#### MATERIAL SHOWN
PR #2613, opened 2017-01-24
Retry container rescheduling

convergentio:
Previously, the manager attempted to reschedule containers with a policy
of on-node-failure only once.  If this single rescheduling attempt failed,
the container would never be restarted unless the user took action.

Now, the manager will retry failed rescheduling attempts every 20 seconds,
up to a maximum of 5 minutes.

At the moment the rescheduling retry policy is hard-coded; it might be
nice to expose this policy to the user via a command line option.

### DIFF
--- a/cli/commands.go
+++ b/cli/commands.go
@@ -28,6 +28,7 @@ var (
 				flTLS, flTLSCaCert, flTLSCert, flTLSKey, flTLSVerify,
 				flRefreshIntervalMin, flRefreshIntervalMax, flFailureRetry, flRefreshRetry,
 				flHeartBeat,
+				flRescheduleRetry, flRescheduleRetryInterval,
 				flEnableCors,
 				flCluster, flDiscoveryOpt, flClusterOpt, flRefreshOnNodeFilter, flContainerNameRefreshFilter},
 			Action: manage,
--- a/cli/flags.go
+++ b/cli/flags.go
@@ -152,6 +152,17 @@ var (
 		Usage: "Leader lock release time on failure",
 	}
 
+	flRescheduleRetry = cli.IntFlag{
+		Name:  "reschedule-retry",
########
#### MATERIAL SHOWN
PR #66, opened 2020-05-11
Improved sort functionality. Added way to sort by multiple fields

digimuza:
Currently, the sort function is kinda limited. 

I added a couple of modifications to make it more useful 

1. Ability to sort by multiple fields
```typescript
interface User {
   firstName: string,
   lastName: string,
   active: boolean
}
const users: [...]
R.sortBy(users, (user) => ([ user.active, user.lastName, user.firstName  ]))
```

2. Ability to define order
########
DIRECTIONS FOR THIS TASK: Copy the entries above exactly, but only from the line holding "PR #2613, opened 2017-01-24" through the line holding "At the moment", both included.

EXERCISE OUTPUT:
PR #2613, opened 2017-01-24
Retry container rescheduling

convergentio:
Previously, the manager attempted to reschedule containers with a policy
of on-node-failure only once.  If this single rescheduling attempt failed,
the container would never be restarted unless the user took action.

Now, the manager will retry failed rescheduling attempts every 20 seconds,
up to a maximum of 5 minutes.

At the moment the rescheduling retry policy is hard-coded; it might be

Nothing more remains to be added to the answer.